◆ **YOUR ASSIGNMENT**
All lines holding the string "using" should be copied from the data below.
Segment Open
PR #1267, opened 2021-07-23
Host Report Format

lzap:
Introduces new Host Reports format for Smart Proxy Host Report plugin. It is a complete rewrite of Foreman configuration management reports where Ansible is now a native format. There is no need to mimic a Puppet report, therefore this patch drops some things which seems unnecessary (log as hash of entries with sources/messages records and encoding of JSON as string).

For more info:

* https://github.com/theforeman/foreman_host_reports
* https://github.com/theforeman/smart_proxy_host_reports

Example report before the change (legacy format - you need to scroll to the left to see contents of the message string):

```json
{
  "config_report": {
    "host": "localhost",
    "reported_at": "2021-09-10T13:31:32.681238",
    "metrics": {
      "time": {
        "total": 0
      }
    },
    "status": {
      "applied": 0,
      "failed": 0,
      "skipped": 0
    },
    "logs": [
      {
        "log": {
          "sources": {
            "source": "ansible.builtin.copy"
          },
          "messages": {
            "message": "{\"_ansible_no_log\": false, \"changed\": false, \"checksum\": \"6021762040fb5fe4aae926b12f196a5cf379b6c5\", \"dest\": \"/tmp/hosts\", \"diff\": {\"after\": {\"path\": \"/tmp/hosts\"}, \"before\": {\"path\": \"/tmp/hosts\"}}, \"failed\": false, \"gid\": 1001, \"group\": \"lzap\", \"invocation\": {\"module_args\": {\"_diff_peek\": null, \"_original_basename\": \"hosts\", \"access_time\": null, \"access_time_format\": \"%Y%m%d%H%M.%S\", \"attributes\": null, \"backup\": null, \"content\": null, \"delimiter\": null, \"dest\": \"/tmp/hosts\", \"directory_mode\": null, \"follow\": true, \"force\": false, \"group\": null, \"mode\": null, \"modification_time\": null, \"modification_time_format\": \"%Y%m%d%H%M.%S\", \"owner\": null, \"path\": \"/tmp/hosts\", \"recurse\": false, \"regexp\": null, \"remote_src\": null, \"selevel\": null, \"serole\": null, \"setype\": null, \"seuser\": null, \"src\": null, \"state\": \"file\", \"unsafe_writes\": null}}, \"mode\": \"0644\", \"module\": \"ansible.builtin.copy\", \"owner\": \"lzap\", \"path\": \"/tmp/hosts\", \"secontext\": \"unconfined_u:object_r:user_home_t:s0\", \"size\": 425, \"state\": \"file\", \"uid\": 1001}"
          },
          "level": "info"
        }
      }
    ],
    "reporter": "ansible",
    "check_mode": false
  }
}
```

Example report output of the new format:

```json
{
  "host": "localhost",
  "reported_at": "2021-09-10T13:56:23.103318",
  "uuid": "e207233c-123e-11ec-8c97-1c697a0bae03",
  "metrics": {
    "time": {
      "total": 0
    }
  },
  "status": {
    "applied": 0,
    "failed": 0,
    "skipped": 0
  },
  "logs": [
    {
      "diff": {
        "before": {
          "path": "/tmp/hosts"
        },
        "after": {
          "path": "/tmp/hosts"
        }
      },
      "path": "/tmp/hosts",
      "changed": false,
      "uid": 1001,
      "gid": 1001,
      "owner": "lzap",
      "group": "lzap",
      "mode": "0644",
      "state": "file",
      "secontext": "unconfined_u:object_r:user_home_t:s0",
      "size": 425,
      "invocation": {
        "module_args": {
          "dest": "/tmp/hosts",
          "_original_basename": "hosts",
          "recurse": false,
          "state": "file",
          "path": "/tmp/hosts",
          "force": false,
          "follow": true,
          "modification_time_format": "%Y%m%d%H%M.%S",
          "access_time_format": "%Y%m%d%H%M.%S",
          "_diff_peek": null,
          "src": null,
          "modification_time": null,
          "access_time": null,
          "mode": null,
          "owner": null,
          "group": null,
          "seuser": null,
          "serole": null,
          "selevel": null,
          "setype": null,
          "attributes": null,
          "content": null,
          "backup": null,
          "remote_src": null,
          "regexp": null,
          "delimiter": null,
          "directory_mode": null,
          "unsafe_writes": null
        }
      },
      "checksum": "6021762040fb5fe4aae926b12f196a5cf379b6c5",
      "dest": "/tmp/hosts",
      "_ansible_no_log": false,
      "failed": false,
      "module": "ansible.builtin.copy"
    }
  ],
  "check_mode": false
}
```

Also this is a chance to cleanup some things, it looks like many reports do appear to carry a lot of `null` values in `module_args` dictionary. These can be dropped as they do not provide any value.

**Configuration**

This is the most challenging task - Ansible callback sends both facts and reports, however, in the first phase we are only looking into rewriting reports. So two endpoints must be recognized - foreman and proxy. Instead of just:

* url
* client_cert
* client_key

We need a few more:

* report_type - one of "foreman" or "proxy"
* fact_type - one of "foreman" or "proxy" 
* proxy_url
* proxy_client_cert
* proxy_client_key

This way users can migrate reports to the smart proxy endpoint while keeping facts on foreman core until we also move them. They should probably be named consistently "foreman_url" and "proxy_url" but this would require users to migrate and since the legacy ("foreman") will be dropped at some point, I think we can just live with "url" and "proxy_url" for couple of releases. Unless there is a better idea how to figure out configuration.

Implementation detail: Dictionary `items` used to be array of tuples (module name, hash of data), but since the module name is actually also stored in the hash under key named "module", this patch simplifies that and only appends the hash to the array. Method `build_log_legacy` was refactored to use module name correctly.

TODO:

* [x] Tests
* [x] Handling of client X509 certs


plugins/callback/foreman.py
```diff
@@ -19,6 +19,16 @@
...
+      type:
+        description:
+          - endpoint type: foreman_legacy or proxy_host_report
+        env:
+          - name: FOREMAN_TYPE
+        required: True
+        default: foreman_legacy
+        ini:
+          - section: callback_foreman
+            key: type
```
lzap: Unsure about naming here, provide a preference please.

plugins/callback/foreman.py
```diff
@@ -250,10 +263,43 @@ def send_facts(self):
...
+        Send reports to Foreman Smart Proxy running Host Reports
+        plugin. The format is native Ansible report without any
+        changes.
+        """
+        for host in stats.processed.keys():
+            total = stats.summarize(host)
+            report = {
+                "host": host,
+                "reported_at": get_now(),
+                "uuid_XXX": "XXXXXXXXXXXXXXXXXXXXXXXXXXX",
```
lzap: I am not sure if there is an unique UUID per report per host, we might need to generate one.

plugins/callback/foreman.py
```diff
@@ -19,6 +19,16 @@
...
+        env:
+          - name: FOREMAN_TYPE
+        required: True
+        default: foreman_legacy
+        ini:
+          - section: callback_foreman
+            key: type
       url:
         description:
           - URL of the Foreman server.
```
ofedoren, line 33: I guess you would also need to mention that in case of `proxy_host_report` endpoint type, there will be a need to use Proxy URL instead of Foreman server URL.

UPD: Also, if proxy URL is being specified then the facts are being sent there as well instead of sending them to the Foreman API. I guess we need to use two separate URLs here...

plugins/callback/foreman.py
ofedoren: Maybe `endpoint`? But no strong opinion here...

plugins/callback/foreman.py
lzap: DAMN! You are right, I forgot about facts.

lzap:
I vastly improved description for @evgeni and rebased. Hope it makes more sense now, apologies for an ugly description.

plugins/callback/foreman.py
```diff
@@ -281,17 +328,25 @@ def send_reports(self, stats):
...
+            self.send_reports_proxy_host_report(stats)
+        else:
+            self._display.warning(u'Unknown foreman endpoint type: {type}'.format(type=self.report_type))
+
     def append_result(self, result, failed=False):
         name = result._task.get_name()
         host = result._host.get_name()
         value = result._result
         value['failed'] = failed
         value['module'] = result._task.action
```
lzap, line 348: Shell we copy the dictionary? Because if the `_result` method does not return a copy, we are modifying the source dictionary here which is not nice.

lzap:
This is now ready for review @evgeni ping me if you need explanation, I will add new format fixture tests once the code is ready, I am sure some changes will be required :-)

plugins/callback/foreman.py
```diff
@@ -19,6 +20,26 @@
       - whitelisting in configuration
       - requests (python library)
     options:
+      report_type:
+        description:
+          - endpoint type for reports: foreman or proxy
+        env:
+          - name: FOREMAN_REPORT_TYPE
+        required: True
+        default: foreman
```
evgeni: `required` and `default` together doesn't make much sense IMHO, just `default` seems sensible here, as this makes it default to the old, Foreman-based report type, which is what users used before this patch.

plugins/callback/foreman.py
```diff
@@ -31,6 +52,16 @@
         ini:
           - section: callback_foreman
             key: url
+      proxy_url:
+        description:
+          - URL of the Foreman Smart Proxy server.
+        env:
+          - name: FOREMAN_PROXY_URL
+        required: True
+        default: http://localhost:8000
```
evgeni: This is not a sensible default. Nobody will have the proxy running w/o auth on localhost:8000 (but dev, but that's not what we're optimizing for).

We do have the silly default for the `foreman_url`, but just to not break compatibility (yay, contracts)

plugins/callback/foreman.py
```diff
@@ -55,6 +86,30 @@
           - section: callback_foreman
             key: client_key
         aliases: [ ssl_key ]
+      proxy_client_cert:
+        description:
+          - X509 certificate to authenticate to Foreman Smart Proxy if https is used
```
evgeni: Will the key be really *different* in some situations? The default points at the same key/cert, so I'd guess in most configurations they would actually be the same? And not having to configure another key sounds like a win to me?

plugins/callback/foreman.py
```diff
@@ -248,12 +323,45 @@ def send_facts(self):
...
+        Send reports to Foreman Smart Proxy running Host Reports
+        plugin. The format is native Ansible report without any
+        changes.
+        """
+        for host in stats.processed.keys():
+            total = stats.summarize(host)
+            report = {
+                "host": host,
+                "reported_at": get_now(),
+                "uuid": str(uuid.uuid1()),
```
evgeni: why is that needed? what happens if I maliciously submit multiple reports with the same UUID?

plugins/callback/foreman.py
```diff
@@ -169,16 +223,20 @@ def set_options(self, task_keys=None, var_options=None, direct=None):
         if self.get_option('disable_callback'):
             self._disable_plugin('Callback disabled by environment.')
 
+        self.report_type = self.get_option('report_type')
+        self.fact_type = self.get_option('fact_type')
         self.foreman_url = self.get_option('url')
+        self.proxy_url= self.get_option('proxy_url')
```
```suggestion
        self.proxy_url = self.get_option('proxy_url')
```

plugins/callback/foreman.py
```diff
@@ -19,6 +20,26 @@
...
+        env:
+          - name: FOREMAN_REPORT_TYPE
+        required: True
+        default: foreman
+        ini:
+          - section: callback_foreman
+            key: report_type
+      fact_type:
+        description:
+          - endpoint type for facts: foreman (proxy setting is not yet supported)
```
```suggestion
          - "endpoint type for facts: foreman (proxy setting is not yet supported)"
```

YAML is picky if you have colons in your strings

plugins/callback/foreman.py
```diff
@@ -19,6 +20,26 @@
       - whitelisting in configuration
       - requests (python library)
     options:
+      report_type:
+        description:
+          - endpoint type for reports: foreman or proxy
```
```suggestion
          - "endpoint type for reports: foreman or proxy"
```

YAML is picky if you have colons in your strings

plugins/callback/foreman.py
evgeni: On the other hand, given this is not yet supported, why introducing it here?

plugins/callback/foreman.py
```diff
@@ -248,12 +323,45 @@ def send_facts(self):
...
+                "status": {
+                    "applied": total['changed'],
+                    "failed": total['failures'] + total['unreachable'],
+                    "skipped": total['skipped'],
+                },
+                "logs": self.items[host],
+                "check_mode": self.check_mode,
+            }
+            if self.check_mode:
+                report['config_report']['status']['pending'] = total['changed']
```
ofedoren: This will fail if run ansible with check mode. I guess `['config_report']` is a leftover after copy-paste :)

plugins/callback/foreman.py
```diff
@@ -106,30 +161,29 @@
...
-            "log": {
-                'sources': {
-                    'source': source,
-                },
-                'messages': {
-                    'message': json.dumps(msg, sort_keys=True),
-                },
-                'level': level,
-            }
+    if data.get('failed'):
```
ofedoren: This and all `.get` on `data` will fail since the `data` will be still a list (array): https://github.com/theforeman/foreman-ansible-modules/blob/ea8596f90fe3d48083cf817279364e582f575fbb/plugins/callback/foreman.py#L215

Needs some further refactoring, or you can simply use `data[0]...`.

plugins/callback/foreman.py
```diff
@@ -106,30 +161,29 @@
...
+        level = 'err'
+    elif data.get('changed'):
+        level = 'notice'
+    else:
+        level = 'info'
+
+    yield {
+        "log": {
+            'sources': {
+                'source': data.get('module'),
```
ofedoren: Previously this was a task name (e.g. `Create /tmp/file file`), but with this change it will be the module name (e.g. `file`). Since we don't want to change existing behaviour, maybe we shouldn't change this?

plugins/callback/foreman.py
```diff
@@ -281,17 +389,37 @@ def send_reports(self, stats):
...
+                dd[k] = self.drop_nones(v)
+            elif isinstance(v, (list, set, tuple)):
+                dd[k] = type(v)(self.drop_nones(vv) if isinstance(vv, dict) else vv
+                                for vv in v)
+            elif v is not None:
+                dd[k] = v
+        return dd
+
     def append_result(self, result, failed=False):
-        name = result._task.get_name()
```
ofedoren, line 289: I guess for better UI we could keep the name of a task, but it's up to you how to send it exactly: put this into `result._result` or send it in the old way.

ofedoren (changes requested):
@lzap, I've tested it a bit and with some small fixes it works as expected for the new (proxy) way. Facts are being updated as well.

My concerns are inline and also I didn't test it with SSL enabled, and I've noticed that only `gather_facts` entry/message is present in the old report format in the database (this may be because of my poor adjustments to this script though).

plugins/callback/foreman.py
lzap: Yup.

plugins/callback/foreman.py
lzap: I am not sure what to set tho. To me `localhost` sounds about right, perhaps 9090 or 8443?

plugins/callback/foreman.py
lzap: I was thinking the same but I was not sure. But makes sense since both share (always?) the same CA? Yeah removing, I can add later if this is not true but I think you are right.

plugins/callback/foreman.py
lzap: This is just an identifier used to find same reports uploaded multiple times (e.g. via bug). There is no logic on backend that would process that in any way. Puppet reports do have unique UUIDs so I thought it would be good idea to require that. Now I am thinking about this, let's just drop it, there is no reason to generate this.

plugins/callback/foreman.py
lzap: True, removed.

plugins/callback/foreman.py
lzap: Indeed, fixing.

plugins/callback/foreman.py
lzap: Great find! Yeah I was confused I thought it is the same as module name but it can be different.

I stored it into the hash under "name" key, I hope there is not such key in use (in my few examples I haven't seen such key used).

plugins/callback/foreman.py
lzap: Not sure what you mean, items is a list but it contains dicts now instead of lists. I grabbed my chance to simplify this in memory. Previously it was a list of lists, now it is a list of dicts. Is there an error or exception you see?

plugins/callback/foreman.py
lzap: Good find, I have created "name" key that will hold the previous value. And I am changing this to "name" as well.

lzap:
Okay, integrated all your comments, let's see if tests are passing first, including fixtures which is very important (not to break existing users). Please re-review and then I am adding new set of fixtures for the new format.

For the reference, this is how report now looks like when it reaches proxy (ruby format):

```ruby
{"host"=>"localhost",
 "reported_at"=>"2021-09-21T13:23:32.250078",
 "metrics"=>{"time"=>{"total"=>0}},
 "status"=>{"applied"=>0, "failed"=>0, "skipped"=>0},
 "logs"=>
  [{"diff"=>
     {"before"=>{"path"=>"/tmp/hosts"}, "after"=>{"path"=>"/tmp/hosts"}},
    "path"=>"/tmp/hosts",
    "changed"=>false,
    "uid"=>1001,
    "gid"=>1001,
    "owner"=>"lzap",
    "group"=>"lzap",
    "mode"=>"0644",
    "state"=>"file",
    "secontext"=>"unconfined_u:object_r:user_home_t:s0",
    "size"=>446,
    "invocation"=>
     {"module_args"=>
       {"dest"=>"/tmp/hosts",
        "_original_basename"=>"hosts",
        "recurse"=>false,
        "state"=>"file",
        "path"=>"/tmp/hosts",
        "force"=>false,
        "follow"=>true,
        "modification_time_format"=>"%Y%m%d%H%M.%S",
        "access_time_format"=>"%Y%m%d%H%M.%S"}},
    "checksum"=>"3a79e40c022cabdde69982e706520194f319500f",
    "dest"=>"/tmp/hosts",
    "_ansible_no_log"=>false,
    "failed"=>false,
    "module"=>"ansible.builtin.copy",
    "name"=>"ansible.builtin.copy"}],
 "check_mode"=>false}
```

plugins/callback/foreman.py
evgeni: Just don't set it? You declare it as `required: True`, so the user needs to set it.

evgeni:
CI fuckup unrelated, fixing in https://github.com/theforeman/foreman-ansible-modules/pull/1288

evgeni:
CI should work again, would you please rebase?

plugins/callback/foreman.py
ofedoren: I still see this error:

```
[WARNING]: Failure using method (v2_playbook_on_stats) in callback plugin (<ansible.plugins.callback.foreman.CallbackModule object at 0x7fe990b01810>): 'list' object has no attribute 'get'
Callback Exception: 
  File "/usr/lib/python2.7/site-packages/ansible/executor/task_queue_manager.py", line 381, in send_callback
    method(*new_args, **kwargs)
   File "/home/vagrant/foreman-ansible-modules/plugins/callback/foreman.py", line 386, in v2_playbook_on_stats
    self.send_reports(stats)
   File "/home/vagrant/foreman-ansible-modules/plugins/callback/foreman.py", line 341, in send_reports
    self.send_reports_foreman_legacy(stats)
   File "/home/vagrant/foreman-ansible-modules/plugins/callback/foreman.py", line 327, in send_reports_foreman_legacy
    "logs": list(build_log_legacy(self.items[host])),
   File "/home/vagrant/foreman-ansible-modules/plugins/callback/foreman.py", line 133, in build_log_legacy
    if data.get('failed'):
```

plugins/callback/foreman.py
```diff
@@ -281,17 +333,37 @@ def send_reports(self, stats):
...
 
+    def send_reports(self, stats):
+        if self.report_type == "foreman":
+            self.send_reports_foreman_legacy(stats)
+        elif self.report_type == "proxy":
+            self.send_reports_proxy_host_report(stats)
+        else:
+            self._display.warning(u'Unknown foreman endpoint type: {type}'.format(type=self.report_type))
+
+    def drop_nones(self, d: dict) -> dict:
```
ofedoren: AFAIU this is not supported by python 2.7.5 or at least my (ansible 2.9.18) version. Do we want to make this compatible with older ansible versions?

evgeni: This *has* to run on Python 2.7 and Ansible 2.9.

ofedoren: damn...

lzap: Yep you are right, I rebased and it fails for 2.7. Damn, I am not good in Python. Let me try to figure this out.

lzap: Ok thanks for help, rebased with 2.7 compatibility :-)

plugins/callback/foreman.py
lzap: When do you see this error? When in foreman (legacy) mode? It works for me.

ofedoren: Yeap, still the same error. Used `report_type = foreman` and used both custom playbook and `-m ansible.builtin.copy -a "src=/etc/hosts dest=/tmp/hosts"`, same results.

lzap:
Can you re-review @evgeni ? I am going to add new snapshot/fixture tests now.

lzap:
This is weird, I can't find why fixtures tests do not work on this branch. They just pass but not checking any files as the ansible creates no files in the temporary directory for some reason:

```diff
diff --git a/tests/test_callback.py b/tests/test_callback.py
index 5a4a5fc5..370aaafa 100644
--- a/tests/test_callback.py
+++ b/tests/test_callback.py
@@ -22,6 +22,7 @@ def run_playbook_callback(tmpdir):
     extra_env['ANSIBLE_LOAD_CALLBACK_PLUGINS'] = "1"
     # No connection is actually performed during the test
     extra_env['FOREMAN_URL'] = "http://localhost"
+    extra_env['FOREMAN_PROXY_URL'] = "http://localhost"
     extra_env['FOREMAN_SSL_CERT'] = "/dev/zero"
     extra_env['FOREMAN_SSL_KEY'] = "/dev/zero"
     extra_env['FOREMAN_DIR_STORE'] = tmpdir.strpath
@@ -33,6 +34,7 @@ def run_playbook_callback(tmpdir):
 def test_callback(tmpdir, vcrmode):
     run = run_playbook_callback(tmpdir)
     assert run.rc == 0
+    assert len(tmpdir.listdir()) > 0 # this fails
     for real_file in tmpdir.listdir(sort=True):
         contents = real_file.read()
         contents = re.sub(r"\d+-\d+-\d+[ T]\d+:\d+:\d+\.\d+", "2000-01-01 12:00:00.0000", contents)
```

For the record, we have decided also to create smart proxy endpoint for facts, so it will be either foreman or proxy for both endpoints. This will land as a separate PR tho, I want to solve reports first.

plugins/callback/foreman.py
lzap: Ok now I am getting it. Will fix.

lzap:
FINALLY it is now passing both for legacy format and the new format. To check how it looks like for both options, check `test/fixtures/callback/dir_store/{foreman,proxy}` and compare. It is a bit more clean I believe.

This is ready for the final blessing and merge! Thanks for patience.

ofedoren (approved):
Thanks, @lzap! LGTM :)

UPD: Works great for me, but there are failed tests :(

lzap:
There are failures tho :-( `'CallbackModule' object has no attribute 'report_type'`

I think this is because the test sets `FOREMAN_REPORT_TYPE` env variable and the test is against some different Ansible version that has old callback?! Not sure.

lzap:
My only idea is that in some cases, `set_options` is not called and therefore `self.foreman_type` is undefined? Trying to ensure the default value is present in constructor to see if it fixes it.

lzap:
Fixed lint checker, crossing my fingers.

lzap:
Almost there, only Ansible 2.8 is failing. There is a warning:

```
[WARNING]: Failure using method (v2_playbook_on_stats) in callback plugin
(<ansible.plugins.callback.theforeman.foreman.foreman.CallbackModule object at
0x7f766d231970>): 'CallbackModule' object has no attribute 'report_type'
```

Then the test fails because the default value is "foreman" therefore test fixtures are written in a different temporary directory and the one that is expected ("proxy") is empty.

For some reason, this Ansible version does not like this option. There is a common in the description but @evgeni told me to enclose it in quotes, which I did.

plugins/callback/foreman.py
```diff
@@ -281,17 +334,40 @@ def send_reports(self, stats):
...
 
+    def send_reports(self, stats):
+        if self.report_type == "foreman":
+            self.send_reports_foreman_legacy(stats)
+        elif self.report_type == "proxy":
+            self.send_reports_proxy_host_report(stats)
+        else:
+            self._display.warning(u'Unknown foreman endpoint type: {type}'.format(type=self.report_type))
+
+    def drop_nones(self, d):
```
evgeni, line 350: Is that the same as `_recursive_dict_without_none` in `plugins/module_utils/foreman_helper.py`?

https://github.com/theforeman/foreman-ansible-modules/blob/db9b4a5e61e0f0c54c8e994f91fee0586aee3bd5/plugins/module_utils/foreman_helper.py#L1675-L1693

evgeni:
Well, turns out Ansible 2.8 (actually, anything before 2.9.3) is broken with collection callbacks that want a config:
* Fix issue with callbacks set_options method that was not called with collections (from https://github.com/ansible/ansible/blob/stable-2.9/changelogs/CHANGELOG-v2.9.rst#bugfixes-23)

Given we're planing to have breaking changes anyways soon, I guess we can skip 2.8 tests now and drop 2.8 support soon.

lzap:
Allright implemented "if ansible_version < 2.9".

lzap:
It is green, except the two irrelevant tests! Yay!

plugins/callback/foreman.py
```diff
@@ -31,6 +40,16 @@
         ini:
           - section: callback_foreman
             key: url
+      proxy_url:
+        description:
+          - URL of the Foreman Smart Proxy server.
+        env:
+          - name: FOREMAN_PROXY_URL
+        required: True
+        default: https://localhost:8443
```
```suggestion
```

it's `required: True`, please don't set a default (which won't work, as the cert doesn't validate for localhost, anyways)

tests/test_callback.py
```diff
@@ -30,23 +34,54 @@ def run_playbook_callback(tmpdir):
...
+def drop_incompatible_items(d):
+    """Recursively drop incompatible items before assertion"""
+    dd = {}
+    for k, v in d.items():
+        if isinstance(v, dict):
+            dd[k] = drop_incompatible_items(v)
+        elif isinstance(v, (list, set, tuple)):
+            dd[k] = type(v)(drop_incompatible_items(vv) if isinstance(vv, dict) else vv
+                            for vv in v)
+        elif re.match(r'^(?!msg|start|end|delta)', k):
```
evgeni: why a `re.match`? wouldn't `k not in ['msg', 'start', 'end', 'delta']` be the same and much more readable?

tests/test_callback.py
```diff
@@ -30,23 +34,54 @@ def run_playbook_callback(tmpdir):
     return run_playbook(playbook, inventory=inventory, extra_env=extra_env)
 
 
-def test_callback(tmpdir, vcrmode):
-    run = run_playbook_callback(tmpdir)
+def drop_incompatible_items(d):
+    """Recursively drop incompatible items before assertion"""
```
evgeni: incompatible with what? isn't this more "remove report items that vary on individual invocations and can't be reasonable fixed"?

tests/test_callback.py
```diff
@@ -30,23 +34,54 @@ def run_playbook_callback(tmpdir):
...
+                            for vv in v)
+        elif re.match(r'^(?!msg|start|end|delta)', k):
+            dd[k] = v
+    return dd
+
+
+def run_callback(tmpdir, endpoint_type, vcrmode):
+    run = run_playbook_callback(tmpdir, endpoint_type)
     assert run.rc == 0
+    assert len(tmpdir.listdir()) > 0
```
evgeni: *technically* an empty list is falsy, so you could `assert tmpdir.listdir()`, but I am not sure what drives the message "the result directory is not empty" more

tests/test_callback.py
```diff
@@ -30,23 +34,54 @@ def run_playbook_callback(tmpdir):
...
     for real_file in tmpdir.listdir(sort=True):
         contents = real_file.read()
         contents = re.sub(r"\d+-\d+-\d+[ T]\d+:\d+:\d+\.\d+", "2000-01-01 12:00:00.0000", contents)
         contents = re.sub(r"\d+:\d+:\d+\.\d+", "12:00:00.0000", contents)
-        contents = re.sub(r", \\\"msg\\\": \\\"\\\"", "", contents)
+        if endpoint_type == "foreman":
+            # drop_incompatible_items cannot be used for the legacy format
```
evgeni, line 64: why not? you're doing it on line 77/78 (albeit on the JSON representation, not on the string one)

plugins/callback/foreman.py
evgeni: this comment is still open ;)

plugins/callback/foreman.py
```diff
@@ -19,6 +19,15 @@
       - whitelisting in configuration
       - requests (python library)
     options:
+      report_type:
```
evgeni, line 22: I wonder if this is even needed, given you need to configure a different URL.

Shouldn't "proxy_url is configured, send proxy format, otherwise send foreman format" be sufficient?

plugins/callback/foreman.py
```diff
@@ -281,17 +334,40 @@ def send_reports(self, stats):
...
-            self._send_data('report', host, report)
-
+            self._send_data('report', 'foreman', host, report)
             self.items[host] = []
 
+    def send_reports(self, stats):
+        if self.report_type == "foreman":
+            self.send_reports_foreman_legacy(stats)
+        elif self.report_type == "proxy":
+            self.send_reports_proxy_host_report(stats)
```
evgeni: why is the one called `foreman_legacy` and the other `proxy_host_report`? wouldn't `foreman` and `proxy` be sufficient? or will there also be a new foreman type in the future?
Segment Closed
◆ **RESULT BELOW**
[WARNING]: Failure using method (v2_playbook_on_stats) in callback plugin (<ansible.plugins.callback.foreman.CallbackModule object at 0x7fe990b01810>): 'list' object has no attribute 'get'
[WARNING]: Failure using method (v2_playbook_on_stats) in callback plugin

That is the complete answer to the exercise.